_Records_
"""
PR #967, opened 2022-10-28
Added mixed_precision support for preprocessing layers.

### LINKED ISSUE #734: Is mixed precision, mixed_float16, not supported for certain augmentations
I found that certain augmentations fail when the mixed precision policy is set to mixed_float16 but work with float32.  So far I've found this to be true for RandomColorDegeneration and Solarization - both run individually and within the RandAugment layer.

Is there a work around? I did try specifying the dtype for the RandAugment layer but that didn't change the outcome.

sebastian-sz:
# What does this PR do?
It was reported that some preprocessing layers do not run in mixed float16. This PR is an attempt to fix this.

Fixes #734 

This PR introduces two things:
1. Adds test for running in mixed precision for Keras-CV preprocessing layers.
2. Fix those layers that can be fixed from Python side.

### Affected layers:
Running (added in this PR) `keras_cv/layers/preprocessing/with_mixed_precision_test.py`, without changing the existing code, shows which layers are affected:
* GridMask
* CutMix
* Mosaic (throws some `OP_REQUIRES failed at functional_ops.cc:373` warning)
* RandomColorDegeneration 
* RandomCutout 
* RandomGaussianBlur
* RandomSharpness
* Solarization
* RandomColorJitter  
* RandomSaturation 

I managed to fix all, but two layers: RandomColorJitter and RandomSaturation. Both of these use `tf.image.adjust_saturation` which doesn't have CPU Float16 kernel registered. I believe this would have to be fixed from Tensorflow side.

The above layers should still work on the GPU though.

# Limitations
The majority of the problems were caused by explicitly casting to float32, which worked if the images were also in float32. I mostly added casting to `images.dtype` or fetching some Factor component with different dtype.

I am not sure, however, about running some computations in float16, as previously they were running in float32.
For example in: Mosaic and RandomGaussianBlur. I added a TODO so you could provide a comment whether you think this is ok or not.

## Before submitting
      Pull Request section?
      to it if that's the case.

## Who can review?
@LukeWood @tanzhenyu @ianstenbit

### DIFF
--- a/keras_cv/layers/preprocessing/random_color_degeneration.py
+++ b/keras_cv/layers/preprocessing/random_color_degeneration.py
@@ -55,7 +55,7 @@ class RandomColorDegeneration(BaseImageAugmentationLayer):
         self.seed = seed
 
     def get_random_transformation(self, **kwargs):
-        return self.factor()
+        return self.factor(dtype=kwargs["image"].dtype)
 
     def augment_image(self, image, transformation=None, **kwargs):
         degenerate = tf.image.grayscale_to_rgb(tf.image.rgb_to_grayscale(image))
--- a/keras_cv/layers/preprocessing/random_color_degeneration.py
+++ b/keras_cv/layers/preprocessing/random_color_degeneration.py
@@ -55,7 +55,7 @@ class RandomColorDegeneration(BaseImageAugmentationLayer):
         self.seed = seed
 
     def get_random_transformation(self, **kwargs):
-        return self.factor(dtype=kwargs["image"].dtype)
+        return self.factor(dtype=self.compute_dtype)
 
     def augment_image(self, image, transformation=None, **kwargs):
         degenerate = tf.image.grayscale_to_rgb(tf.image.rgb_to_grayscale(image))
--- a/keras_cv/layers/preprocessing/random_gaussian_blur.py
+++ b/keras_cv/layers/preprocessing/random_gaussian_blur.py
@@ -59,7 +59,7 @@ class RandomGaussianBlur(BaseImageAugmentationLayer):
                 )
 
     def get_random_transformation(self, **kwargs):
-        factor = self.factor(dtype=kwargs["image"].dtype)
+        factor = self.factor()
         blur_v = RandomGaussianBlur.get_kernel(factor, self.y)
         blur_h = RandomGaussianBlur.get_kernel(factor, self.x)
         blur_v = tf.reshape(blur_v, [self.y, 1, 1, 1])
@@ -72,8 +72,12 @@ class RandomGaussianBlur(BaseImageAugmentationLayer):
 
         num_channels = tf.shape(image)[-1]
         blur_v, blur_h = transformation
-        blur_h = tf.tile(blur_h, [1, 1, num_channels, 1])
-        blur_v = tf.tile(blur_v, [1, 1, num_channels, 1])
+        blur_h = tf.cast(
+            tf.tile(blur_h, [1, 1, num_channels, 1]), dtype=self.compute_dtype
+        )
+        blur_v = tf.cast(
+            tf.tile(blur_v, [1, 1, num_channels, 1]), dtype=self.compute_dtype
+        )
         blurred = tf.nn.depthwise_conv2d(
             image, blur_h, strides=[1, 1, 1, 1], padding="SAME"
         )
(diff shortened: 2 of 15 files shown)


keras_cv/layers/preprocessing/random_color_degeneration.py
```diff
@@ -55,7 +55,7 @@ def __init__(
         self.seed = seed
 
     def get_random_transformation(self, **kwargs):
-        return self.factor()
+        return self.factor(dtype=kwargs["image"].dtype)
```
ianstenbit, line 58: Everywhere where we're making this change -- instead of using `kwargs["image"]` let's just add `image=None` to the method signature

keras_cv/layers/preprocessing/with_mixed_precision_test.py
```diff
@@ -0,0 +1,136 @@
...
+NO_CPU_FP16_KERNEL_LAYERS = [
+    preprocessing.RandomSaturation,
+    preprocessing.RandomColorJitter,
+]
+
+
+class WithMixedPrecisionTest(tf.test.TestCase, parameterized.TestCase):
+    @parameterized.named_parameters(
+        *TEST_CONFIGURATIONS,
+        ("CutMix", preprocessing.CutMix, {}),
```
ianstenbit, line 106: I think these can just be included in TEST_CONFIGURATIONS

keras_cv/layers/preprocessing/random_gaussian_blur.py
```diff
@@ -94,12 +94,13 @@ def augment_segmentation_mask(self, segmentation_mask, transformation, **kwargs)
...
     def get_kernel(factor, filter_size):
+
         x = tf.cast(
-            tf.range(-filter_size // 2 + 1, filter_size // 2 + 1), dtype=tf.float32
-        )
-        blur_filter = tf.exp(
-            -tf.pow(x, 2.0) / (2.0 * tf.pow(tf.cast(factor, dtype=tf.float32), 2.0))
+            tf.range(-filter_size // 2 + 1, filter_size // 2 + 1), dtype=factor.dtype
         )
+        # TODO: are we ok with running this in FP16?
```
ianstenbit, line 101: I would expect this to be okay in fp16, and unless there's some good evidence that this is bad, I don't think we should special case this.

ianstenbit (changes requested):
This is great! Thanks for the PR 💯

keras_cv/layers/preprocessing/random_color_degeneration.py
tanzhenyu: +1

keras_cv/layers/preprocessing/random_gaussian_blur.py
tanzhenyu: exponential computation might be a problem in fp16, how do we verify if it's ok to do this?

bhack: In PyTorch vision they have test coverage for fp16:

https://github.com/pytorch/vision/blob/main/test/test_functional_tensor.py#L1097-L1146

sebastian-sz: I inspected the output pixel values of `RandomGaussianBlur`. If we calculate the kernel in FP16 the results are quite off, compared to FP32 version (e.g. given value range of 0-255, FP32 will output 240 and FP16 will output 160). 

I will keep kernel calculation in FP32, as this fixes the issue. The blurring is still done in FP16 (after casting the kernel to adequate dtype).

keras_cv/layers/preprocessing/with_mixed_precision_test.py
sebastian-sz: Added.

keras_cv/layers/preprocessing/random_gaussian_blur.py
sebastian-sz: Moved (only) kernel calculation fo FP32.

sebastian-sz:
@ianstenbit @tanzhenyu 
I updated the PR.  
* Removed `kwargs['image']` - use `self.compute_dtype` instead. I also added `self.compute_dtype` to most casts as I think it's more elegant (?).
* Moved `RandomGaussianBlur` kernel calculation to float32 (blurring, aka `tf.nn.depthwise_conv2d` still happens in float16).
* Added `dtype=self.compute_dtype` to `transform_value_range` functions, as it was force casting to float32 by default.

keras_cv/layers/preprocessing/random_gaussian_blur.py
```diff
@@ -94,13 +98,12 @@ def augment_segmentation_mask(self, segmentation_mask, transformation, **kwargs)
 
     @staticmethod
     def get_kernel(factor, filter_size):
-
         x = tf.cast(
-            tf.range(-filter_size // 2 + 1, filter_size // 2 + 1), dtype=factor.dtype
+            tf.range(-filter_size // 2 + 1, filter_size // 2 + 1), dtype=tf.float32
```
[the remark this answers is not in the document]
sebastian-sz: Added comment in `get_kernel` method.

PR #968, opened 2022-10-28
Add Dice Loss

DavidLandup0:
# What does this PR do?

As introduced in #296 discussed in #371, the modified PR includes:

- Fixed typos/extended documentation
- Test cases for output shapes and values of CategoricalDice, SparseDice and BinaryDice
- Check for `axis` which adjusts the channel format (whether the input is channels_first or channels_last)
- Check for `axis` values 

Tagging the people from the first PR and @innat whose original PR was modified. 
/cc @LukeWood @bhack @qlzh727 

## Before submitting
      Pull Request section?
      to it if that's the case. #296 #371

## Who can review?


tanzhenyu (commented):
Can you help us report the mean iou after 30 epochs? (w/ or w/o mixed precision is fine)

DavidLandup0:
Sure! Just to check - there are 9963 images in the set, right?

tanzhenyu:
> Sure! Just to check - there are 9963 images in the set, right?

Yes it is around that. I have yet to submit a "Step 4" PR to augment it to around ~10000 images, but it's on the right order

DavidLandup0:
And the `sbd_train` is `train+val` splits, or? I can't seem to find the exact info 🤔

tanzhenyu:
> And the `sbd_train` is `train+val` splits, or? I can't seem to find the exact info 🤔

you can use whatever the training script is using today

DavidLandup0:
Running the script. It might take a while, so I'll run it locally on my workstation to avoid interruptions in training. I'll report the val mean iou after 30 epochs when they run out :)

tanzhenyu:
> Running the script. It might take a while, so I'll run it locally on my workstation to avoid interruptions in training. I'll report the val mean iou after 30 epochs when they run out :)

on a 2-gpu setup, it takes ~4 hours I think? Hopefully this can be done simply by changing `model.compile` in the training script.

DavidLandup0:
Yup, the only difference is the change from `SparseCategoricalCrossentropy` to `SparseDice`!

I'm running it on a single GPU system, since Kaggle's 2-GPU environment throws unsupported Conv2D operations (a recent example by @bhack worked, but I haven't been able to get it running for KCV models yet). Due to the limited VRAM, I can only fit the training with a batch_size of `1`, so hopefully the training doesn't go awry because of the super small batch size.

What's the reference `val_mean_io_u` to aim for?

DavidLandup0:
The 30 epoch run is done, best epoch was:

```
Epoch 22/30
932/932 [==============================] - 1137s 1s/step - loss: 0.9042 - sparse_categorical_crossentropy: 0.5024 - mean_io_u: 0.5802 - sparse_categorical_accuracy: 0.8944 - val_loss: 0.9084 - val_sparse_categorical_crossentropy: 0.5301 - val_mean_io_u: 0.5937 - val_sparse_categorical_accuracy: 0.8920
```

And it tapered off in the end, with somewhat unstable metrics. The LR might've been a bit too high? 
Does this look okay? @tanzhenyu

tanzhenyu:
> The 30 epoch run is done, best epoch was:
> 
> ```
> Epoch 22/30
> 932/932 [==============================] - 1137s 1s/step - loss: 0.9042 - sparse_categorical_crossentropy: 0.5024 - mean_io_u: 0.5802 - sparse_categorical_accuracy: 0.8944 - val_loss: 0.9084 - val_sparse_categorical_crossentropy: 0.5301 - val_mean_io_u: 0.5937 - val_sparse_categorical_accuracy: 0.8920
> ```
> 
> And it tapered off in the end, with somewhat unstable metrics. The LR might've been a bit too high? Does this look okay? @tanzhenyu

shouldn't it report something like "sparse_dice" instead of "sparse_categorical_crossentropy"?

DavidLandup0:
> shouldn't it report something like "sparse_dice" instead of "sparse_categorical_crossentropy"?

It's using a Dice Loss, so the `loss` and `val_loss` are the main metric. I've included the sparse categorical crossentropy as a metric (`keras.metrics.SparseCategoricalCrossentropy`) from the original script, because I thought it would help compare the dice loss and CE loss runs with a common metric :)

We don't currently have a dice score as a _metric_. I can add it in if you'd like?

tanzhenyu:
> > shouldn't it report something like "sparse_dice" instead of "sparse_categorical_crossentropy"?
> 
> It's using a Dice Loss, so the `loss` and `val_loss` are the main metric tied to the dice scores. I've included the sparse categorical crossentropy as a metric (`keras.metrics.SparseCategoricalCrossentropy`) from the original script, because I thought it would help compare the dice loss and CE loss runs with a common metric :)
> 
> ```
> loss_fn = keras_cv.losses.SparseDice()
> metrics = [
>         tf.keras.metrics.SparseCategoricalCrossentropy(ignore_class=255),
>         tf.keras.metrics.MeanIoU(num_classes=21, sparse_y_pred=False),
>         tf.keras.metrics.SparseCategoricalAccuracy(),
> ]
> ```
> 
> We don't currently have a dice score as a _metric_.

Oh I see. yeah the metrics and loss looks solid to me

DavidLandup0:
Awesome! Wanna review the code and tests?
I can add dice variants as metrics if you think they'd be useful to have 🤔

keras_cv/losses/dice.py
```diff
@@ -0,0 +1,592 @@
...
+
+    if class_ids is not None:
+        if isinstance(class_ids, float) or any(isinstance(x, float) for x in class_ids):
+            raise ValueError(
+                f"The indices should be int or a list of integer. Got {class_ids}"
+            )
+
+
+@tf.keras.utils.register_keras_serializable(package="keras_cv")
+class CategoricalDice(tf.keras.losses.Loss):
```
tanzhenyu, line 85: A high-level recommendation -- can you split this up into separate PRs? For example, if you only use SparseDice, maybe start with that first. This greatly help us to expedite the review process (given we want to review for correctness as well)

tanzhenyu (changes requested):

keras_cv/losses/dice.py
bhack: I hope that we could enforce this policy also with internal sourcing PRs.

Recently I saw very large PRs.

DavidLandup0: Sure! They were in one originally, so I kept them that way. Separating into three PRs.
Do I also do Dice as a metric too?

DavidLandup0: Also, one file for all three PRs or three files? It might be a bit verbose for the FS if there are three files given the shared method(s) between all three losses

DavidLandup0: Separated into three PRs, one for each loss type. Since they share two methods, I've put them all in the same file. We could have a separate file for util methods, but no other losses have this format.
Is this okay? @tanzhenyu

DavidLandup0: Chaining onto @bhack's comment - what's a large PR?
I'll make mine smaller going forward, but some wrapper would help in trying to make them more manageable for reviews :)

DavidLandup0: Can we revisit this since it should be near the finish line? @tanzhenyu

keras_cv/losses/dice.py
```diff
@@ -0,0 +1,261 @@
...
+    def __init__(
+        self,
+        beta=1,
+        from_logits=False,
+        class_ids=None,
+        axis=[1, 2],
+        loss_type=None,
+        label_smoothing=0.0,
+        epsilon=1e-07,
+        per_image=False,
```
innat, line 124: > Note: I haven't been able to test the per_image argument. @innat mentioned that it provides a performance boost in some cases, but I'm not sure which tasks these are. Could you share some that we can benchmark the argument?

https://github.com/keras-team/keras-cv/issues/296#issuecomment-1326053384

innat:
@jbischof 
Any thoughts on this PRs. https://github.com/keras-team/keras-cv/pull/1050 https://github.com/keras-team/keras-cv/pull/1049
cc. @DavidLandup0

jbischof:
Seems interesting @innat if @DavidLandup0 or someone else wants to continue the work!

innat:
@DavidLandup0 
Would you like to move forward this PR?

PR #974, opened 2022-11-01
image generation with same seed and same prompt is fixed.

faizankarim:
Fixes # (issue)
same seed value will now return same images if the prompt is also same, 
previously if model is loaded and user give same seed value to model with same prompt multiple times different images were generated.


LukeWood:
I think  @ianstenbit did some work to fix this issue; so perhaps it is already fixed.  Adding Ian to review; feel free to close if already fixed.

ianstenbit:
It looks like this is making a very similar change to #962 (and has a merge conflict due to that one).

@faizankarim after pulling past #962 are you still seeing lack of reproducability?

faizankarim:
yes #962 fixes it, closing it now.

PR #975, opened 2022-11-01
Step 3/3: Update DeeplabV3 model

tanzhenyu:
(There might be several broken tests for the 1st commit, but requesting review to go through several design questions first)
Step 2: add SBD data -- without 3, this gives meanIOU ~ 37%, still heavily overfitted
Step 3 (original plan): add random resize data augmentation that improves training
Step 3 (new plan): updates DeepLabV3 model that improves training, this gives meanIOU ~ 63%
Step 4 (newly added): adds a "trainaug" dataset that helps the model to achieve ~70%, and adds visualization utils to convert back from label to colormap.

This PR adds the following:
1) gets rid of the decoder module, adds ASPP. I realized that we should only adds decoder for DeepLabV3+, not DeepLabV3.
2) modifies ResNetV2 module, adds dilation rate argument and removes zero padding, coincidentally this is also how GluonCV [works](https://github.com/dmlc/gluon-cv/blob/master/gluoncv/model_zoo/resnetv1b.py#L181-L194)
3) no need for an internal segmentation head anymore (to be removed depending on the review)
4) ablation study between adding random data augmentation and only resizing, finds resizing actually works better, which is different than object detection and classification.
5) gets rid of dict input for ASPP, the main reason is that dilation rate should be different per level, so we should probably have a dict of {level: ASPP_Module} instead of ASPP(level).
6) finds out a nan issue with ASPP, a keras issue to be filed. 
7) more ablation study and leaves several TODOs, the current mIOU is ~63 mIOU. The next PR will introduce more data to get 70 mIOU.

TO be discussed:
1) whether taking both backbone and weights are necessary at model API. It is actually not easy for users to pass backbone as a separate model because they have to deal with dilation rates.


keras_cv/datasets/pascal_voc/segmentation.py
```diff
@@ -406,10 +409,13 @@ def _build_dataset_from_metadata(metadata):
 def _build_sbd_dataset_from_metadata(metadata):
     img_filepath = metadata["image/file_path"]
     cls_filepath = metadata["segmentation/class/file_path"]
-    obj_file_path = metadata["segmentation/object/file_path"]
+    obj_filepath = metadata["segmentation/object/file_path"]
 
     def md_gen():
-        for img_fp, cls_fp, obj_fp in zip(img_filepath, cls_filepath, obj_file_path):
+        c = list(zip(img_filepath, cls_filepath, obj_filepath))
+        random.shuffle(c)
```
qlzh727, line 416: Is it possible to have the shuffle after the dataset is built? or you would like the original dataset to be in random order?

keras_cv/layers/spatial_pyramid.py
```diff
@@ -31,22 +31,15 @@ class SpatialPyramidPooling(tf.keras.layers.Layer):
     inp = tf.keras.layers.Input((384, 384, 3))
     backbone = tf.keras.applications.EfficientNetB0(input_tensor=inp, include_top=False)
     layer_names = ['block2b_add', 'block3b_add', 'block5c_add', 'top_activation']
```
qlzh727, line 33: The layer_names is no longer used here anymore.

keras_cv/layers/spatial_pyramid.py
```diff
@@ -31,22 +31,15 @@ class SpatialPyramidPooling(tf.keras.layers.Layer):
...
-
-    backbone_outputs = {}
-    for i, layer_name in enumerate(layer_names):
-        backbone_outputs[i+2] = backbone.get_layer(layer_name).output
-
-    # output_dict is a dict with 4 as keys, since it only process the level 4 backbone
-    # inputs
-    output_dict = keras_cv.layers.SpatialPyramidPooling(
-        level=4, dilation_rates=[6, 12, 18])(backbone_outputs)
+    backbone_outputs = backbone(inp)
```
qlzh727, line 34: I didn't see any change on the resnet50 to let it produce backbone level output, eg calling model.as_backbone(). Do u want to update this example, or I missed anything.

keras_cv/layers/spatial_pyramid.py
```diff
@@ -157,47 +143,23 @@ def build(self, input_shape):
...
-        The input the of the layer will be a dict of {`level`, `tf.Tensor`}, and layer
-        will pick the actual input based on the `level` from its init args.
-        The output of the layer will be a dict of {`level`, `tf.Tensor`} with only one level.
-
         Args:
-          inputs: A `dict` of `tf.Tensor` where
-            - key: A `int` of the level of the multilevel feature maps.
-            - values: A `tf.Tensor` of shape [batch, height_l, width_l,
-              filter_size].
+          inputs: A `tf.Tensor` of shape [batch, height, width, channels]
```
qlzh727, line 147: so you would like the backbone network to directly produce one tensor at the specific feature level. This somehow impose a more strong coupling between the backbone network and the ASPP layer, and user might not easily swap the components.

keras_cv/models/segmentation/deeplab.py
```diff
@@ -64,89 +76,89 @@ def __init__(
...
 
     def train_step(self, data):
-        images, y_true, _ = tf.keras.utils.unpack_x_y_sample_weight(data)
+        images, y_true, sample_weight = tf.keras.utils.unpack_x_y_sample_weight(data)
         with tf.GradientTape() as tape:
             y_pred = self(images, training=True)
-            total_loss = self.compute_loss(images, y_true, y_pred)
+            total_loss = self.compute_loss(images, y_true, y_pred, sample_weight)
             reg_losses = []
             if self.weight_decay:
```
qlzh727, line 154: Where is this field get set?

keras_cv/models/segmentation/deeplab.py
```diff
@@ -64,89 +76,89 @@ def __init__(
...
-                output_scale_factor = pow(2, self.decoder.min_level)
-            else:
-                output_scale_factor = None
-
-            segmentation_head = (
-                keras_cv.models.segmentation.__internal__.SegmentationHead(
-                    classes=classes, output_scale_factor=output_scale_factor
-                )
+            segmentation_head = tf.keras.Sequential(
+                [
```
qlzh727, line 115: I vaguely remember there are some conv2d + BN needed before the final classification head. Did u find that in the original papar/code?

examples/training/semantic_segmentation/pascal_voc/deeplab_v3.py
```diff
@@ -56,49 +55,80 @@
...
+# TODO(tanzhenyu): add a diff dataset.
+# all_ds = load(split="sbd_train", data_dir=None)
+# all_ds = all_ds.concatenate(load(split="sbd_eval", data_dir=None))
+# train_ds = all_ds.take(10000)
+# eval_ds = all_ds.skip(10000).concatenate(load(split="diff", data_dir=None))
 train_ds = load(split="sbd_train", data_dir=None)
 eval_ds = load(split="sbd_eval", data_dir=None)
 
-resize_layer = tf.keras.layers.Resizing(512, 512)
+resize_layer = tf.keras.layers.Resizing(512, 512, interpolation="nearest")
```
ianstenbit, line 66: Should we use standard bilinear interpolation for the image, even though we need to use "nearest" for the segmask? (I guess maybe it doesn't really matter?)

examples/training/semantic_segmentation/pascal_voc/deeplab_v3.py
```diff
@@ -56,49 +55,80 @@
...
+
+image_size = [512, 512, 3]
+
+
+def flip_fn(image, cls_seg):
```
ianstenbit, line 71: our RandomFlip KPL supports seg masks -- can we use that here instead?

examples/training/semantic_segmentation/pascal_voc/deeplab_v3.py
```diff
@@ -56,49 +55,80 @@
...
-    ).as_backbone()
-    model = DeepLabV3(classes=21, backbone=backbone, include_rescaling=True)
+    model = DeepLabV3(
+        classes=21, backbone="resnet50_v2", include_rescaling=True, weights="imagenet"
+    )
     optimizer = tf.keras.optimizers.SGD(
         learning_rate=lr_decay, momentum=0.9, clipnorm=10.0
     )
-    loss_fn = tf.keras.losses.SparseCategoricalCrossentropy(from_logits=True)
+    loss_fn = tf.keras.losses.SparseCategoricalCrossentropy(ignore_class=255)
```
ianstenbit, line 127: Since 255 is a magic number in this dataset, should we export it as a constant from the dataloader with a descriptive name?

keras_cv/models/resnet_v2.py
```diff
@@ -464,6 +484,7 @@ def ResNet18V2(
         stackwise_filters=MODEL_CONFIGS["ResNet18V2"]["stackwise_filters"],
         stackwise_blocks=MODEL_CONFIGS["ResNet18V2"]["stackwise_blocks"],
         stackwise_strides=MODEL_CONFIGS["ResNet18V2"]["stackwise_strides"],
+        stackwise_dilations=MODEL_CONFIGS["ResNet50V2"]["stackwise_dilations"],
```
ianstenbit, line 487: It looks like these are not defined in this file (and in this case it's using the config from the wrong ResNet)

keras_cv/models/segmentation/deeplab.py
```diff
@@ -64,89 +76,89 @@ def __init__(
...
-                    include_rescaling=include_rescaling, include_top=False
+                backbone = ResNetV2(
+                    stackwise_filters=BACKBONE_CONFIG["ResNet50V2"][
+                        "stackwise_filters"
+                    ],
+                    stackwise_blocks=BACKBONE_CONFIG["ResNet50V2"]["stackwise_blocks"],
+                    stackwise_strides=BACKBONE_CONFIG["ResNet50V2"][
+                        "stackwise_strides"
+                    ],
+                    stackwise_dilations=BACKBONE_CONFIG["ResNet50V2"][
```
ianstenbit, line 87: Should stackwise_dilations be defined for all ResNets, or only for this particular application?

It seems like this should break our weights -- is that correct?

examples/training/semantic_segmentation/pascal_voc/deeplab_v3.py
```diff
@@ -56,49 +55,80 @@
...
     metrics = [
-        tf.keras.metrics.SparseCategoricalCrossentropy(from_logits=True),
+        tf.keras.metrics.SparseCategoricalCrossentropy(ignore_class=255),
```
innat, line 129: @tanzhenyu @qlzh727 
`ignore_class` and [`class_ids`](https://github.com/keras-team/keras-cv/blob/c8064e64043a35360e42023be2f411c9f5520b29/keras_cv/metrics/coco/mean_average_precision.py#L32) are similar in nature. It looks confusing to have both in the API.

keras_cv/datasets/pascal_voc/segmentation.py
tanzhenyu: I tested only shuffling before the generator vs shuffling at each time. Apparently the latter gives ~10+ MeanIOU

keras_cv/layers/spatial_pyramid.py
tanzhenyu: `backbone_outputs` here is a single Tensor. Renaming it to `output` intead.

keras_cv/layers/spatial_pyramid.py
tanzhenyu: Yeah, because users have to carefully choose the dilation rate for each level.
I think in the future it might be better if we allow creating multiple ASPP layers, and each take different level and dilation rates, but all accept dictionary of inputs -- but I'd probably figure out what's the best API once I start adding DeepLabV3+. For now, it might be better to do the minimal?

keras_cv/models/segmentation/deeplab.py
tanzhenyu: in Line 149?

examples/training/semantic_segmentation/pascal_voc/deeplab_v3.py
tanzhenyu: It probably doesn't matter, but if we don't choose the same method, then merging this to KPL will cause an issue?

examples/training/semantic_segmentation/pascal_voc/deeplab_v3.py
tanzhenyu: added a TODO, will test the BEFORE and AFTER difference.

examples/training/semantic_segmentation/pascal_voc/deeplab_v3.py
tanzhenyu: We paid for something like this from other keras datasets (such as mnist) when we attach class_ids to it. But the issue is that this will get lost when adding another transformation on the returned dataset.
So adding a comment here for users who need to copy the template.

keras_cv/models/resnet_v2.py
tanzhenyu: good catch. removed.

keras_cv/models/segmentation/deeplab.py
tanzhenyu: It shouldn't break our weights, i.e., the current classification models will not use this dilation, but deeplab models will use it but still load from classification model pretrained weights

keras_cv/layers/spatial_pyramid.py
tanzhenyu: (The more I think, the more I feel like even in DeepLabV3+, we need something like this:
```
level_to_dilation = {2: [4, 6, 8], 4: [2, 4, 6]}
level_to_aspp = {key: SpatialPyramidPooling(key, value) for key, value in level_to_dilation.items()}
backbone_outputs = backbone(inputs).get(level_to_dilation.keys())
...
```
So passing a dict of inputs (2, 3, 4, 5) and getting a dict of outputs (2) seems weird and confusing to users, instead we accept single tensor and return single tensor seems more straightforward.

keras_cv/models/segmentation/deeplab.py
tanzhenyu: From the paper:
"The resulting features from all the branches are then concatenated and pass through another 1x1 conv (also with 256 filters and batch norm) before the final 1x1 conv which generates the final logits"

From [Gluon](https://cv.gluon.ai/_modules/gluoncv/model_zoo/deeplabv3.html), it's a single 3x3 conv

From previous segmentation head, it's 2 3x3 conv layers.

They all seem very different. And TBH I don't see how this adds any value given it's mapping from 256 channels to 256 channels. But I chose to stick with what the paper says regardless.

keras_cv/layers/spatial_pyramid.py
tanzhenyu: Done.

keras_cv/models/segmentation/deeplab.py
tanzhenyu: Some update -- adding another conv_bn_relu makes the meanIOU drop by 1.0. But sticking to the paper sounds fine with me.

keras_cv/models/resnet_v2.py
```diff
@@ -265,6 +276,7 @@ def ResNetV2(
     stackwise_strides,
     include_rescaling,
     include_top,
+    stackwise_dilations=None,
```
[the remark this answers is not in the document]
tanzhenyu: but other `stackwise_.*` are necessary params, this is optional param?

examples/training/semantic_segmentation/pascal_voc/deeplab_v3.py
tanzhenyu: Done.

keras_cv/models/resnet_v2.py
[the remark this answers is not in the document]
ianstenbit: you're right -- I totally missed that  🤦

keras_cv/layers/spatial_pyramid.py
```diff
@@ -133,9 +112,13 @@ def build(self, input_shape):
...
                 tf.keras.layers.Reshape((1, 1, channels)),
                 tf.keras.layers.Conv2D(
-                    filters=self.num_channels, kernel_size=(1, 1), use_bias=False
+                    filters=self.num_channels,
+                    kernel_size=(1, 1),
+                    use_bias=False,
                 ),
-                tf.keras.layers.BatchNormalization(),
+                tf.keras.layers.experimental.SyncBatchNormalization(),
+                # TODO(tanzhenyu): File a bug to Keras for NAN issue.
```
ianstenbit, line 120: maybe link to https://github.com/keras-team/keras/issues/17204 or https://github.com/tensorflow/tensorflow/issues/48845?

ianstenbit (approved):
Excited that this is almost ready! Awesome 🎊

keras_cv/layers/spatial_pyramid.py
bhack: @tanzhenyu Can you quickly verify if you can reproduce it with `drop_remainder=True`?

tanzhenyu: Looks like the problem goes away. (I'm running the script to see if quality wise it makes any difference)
"""
_What to work on_
Working from the material above, restate word for word the lines between the line with "Added mixed_precision support" and the line with "# Limitations", both included, and only those.

_Task output_
Added mixed_precision support for preprocessing layers.

### LINKED ISSUE #734: Is mixed precision, mixed_float16, not supported for certain augmentations
I found that certain augmentations fail when the mixed precision policy is set to mixed_float16 but work with float32.  So far I've found this to be true for RandomColorDegeneration and Solarization - both run individually and within the RandAugment layer.

Is there a work around? I did try specifying the dtype for the RandAugment layer but that didn't change the outcome.

sebastian-sz:
# What does this PR do?
It was reported that some preprocessing layers do not run in mixed float16. This PR is an attempt to fix this.

Fixes #734 

This PR introduces two things:
1. Adds test for running in mixed precision for Keras-CV preprocessing layers.
2. Fix those layers that can be fixed from Python side.

### Affected layers:
Running (added in this PR) `keras_cv/layers/preprocessing/with_mixed_precision_test.py`, without changing the existing code, shows which layers are affected:
* GridMask
* CutMix
* Mosaic (throws some `OP_REQUIRES failed at functional_ops.cc:373` warning)
* RandomColorDegeneration 
* RandomCutout 
* RandomGaussianBlur
* RandomSharpness
* Solarization
* RandomColorJitter  
* RandomSaturation 

I managed to fix all, but two layers: RandomColorJitter and RandomSaturation. Both of these use `tf.image.adjust_saturation` which doesn't have CPU Float16 kernel registered. I believe this would have to be fixed from Tensorflow side.

The above layers should still work on the GPU though.

# Limitations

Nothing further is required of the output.